- [Excerpted records]
---*---

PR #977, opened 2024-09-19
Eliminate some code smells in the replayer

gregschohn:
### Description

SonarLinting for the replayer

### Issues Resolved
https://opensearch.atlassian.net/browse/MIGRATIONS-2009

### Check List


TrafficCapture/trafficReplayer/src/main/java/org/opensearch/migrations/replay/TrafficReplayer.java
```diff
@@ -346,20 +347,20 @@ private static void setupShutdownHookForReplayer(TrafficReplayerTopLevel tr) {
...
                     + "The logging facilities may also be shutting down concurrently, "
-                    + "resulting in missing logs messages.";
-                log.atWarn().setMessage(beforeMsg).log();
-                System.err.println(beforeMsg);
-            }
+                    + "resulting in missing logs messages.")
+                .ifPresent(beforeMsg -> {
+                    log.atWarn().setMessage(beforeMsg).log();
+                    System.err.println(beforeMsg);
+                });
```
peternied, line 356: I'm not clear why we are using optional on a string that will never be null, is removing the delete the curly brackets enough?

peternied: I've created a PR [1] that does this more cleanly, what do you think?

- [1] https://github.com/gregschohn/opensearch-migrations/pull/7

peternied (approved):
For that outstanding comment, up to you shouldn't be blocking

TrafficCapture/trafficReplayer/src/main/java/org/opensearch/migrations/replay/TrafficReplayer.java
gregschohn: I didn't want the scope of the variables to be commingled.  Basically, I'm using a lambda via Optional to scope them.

---*---

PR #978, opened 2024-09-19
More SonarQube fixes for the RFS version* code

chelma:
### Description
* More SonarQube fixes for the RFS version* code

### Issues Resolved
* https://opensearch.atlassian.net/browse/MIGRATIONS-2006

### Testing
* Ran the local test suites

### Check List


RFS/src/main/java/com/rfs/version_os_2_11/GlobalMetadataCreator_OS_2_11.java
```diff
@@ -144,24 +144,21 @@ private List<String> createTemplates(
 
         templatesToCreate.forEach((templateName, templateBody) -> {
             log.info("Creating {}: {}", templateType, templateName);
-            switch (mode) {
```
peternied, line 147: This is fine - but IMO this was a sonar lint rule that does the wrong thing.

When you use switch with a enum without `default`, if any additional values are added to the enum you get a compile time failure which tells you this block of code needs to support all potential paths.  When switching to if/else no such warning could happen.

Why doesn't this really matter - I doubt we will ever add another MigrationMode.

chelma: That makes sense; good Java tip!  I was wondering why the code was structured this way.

---*---

- [Assignment] Whenever the string "chelma" shows up in a line of the records, copy that line.

- [Result of the exercise]
chelma:
chelma: That makes sense; good Java tip!  I was wondering why the code was structured this way.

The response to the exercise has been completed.